To test the Azure credential:

  1. Go to the Credential Test Management page (System > Customize > Credential Tests).

  1. Locate the Azure Credential Test - ARM and click its lightning bolt icon (). The Credential Tester modal page appears:

  1. Supply values in the following fields:
  • Test Type. This field is pre-populated with the credential test you selected.

  • Credential. Select the credential to test.
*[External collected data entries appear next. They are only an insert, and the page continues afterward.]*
PR #1026, opened 2025-02-12
Migrate MSVC checks from AppVeyor to GitHub Actions + Add check for MediaInfo-Qt

cjee21:
The check for MediaInfo-Qt will only run when there are changes to Qt related files. It is only for Windows x64 and takes less than 10 minutes.


JeromeMartinez:
> The check for MediaInfo-Qt will only run when there are changes to Qt related files.

I was not aware [it was possible](https://docs.github.com/en/actions/writing-workflows/workflow-syntax-for-github-actions#onpushpull_requestpull_request_targetpathspaths-ignore) :).

> It is only for Windows x64 and takes less than 10 minutes.

It is fair, so fine.

PR #1028, opened 2025-02-13
Add Ubuntu for MediaInfo-Qt Checks

cjee21:
+ enable colour in msbuild output and use new format for flags
+ prevent 'unreferenced formal parameter' warning due to a work-in-progress part


cjee21:
Thought of checking how newly added graph view works on Ubuntu but looks like MediaInfoLib is not built with graph support:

This drop-down list includes only credentials that you have access to that can be tested using the selected credential test.
  • Hostname/IP. Leave this field blank.
  • Collector. Select the All-In-One Appliance or Data Collector that will run the test.

  1. Click the Run Test button. The Test Credential window appears, displaying a log entry for each step in the credential test. The steps performed are different for each credential test. The log entry for each step includes the following information:
  • Step. The name of the step.

  • Description. A description of the action performed during the step.
  • Log Message. The result of the step for this credential test.
  • Status. Whether the result of this step indicates the credential or the network environment is configured correctly (Passed) or incorrectly (Failed).
  • Step Tip. Mouse over the question mark icon () to display the tip text. The tip text recommends what to do to change the credential or the network environment if the step has a status of "Failed".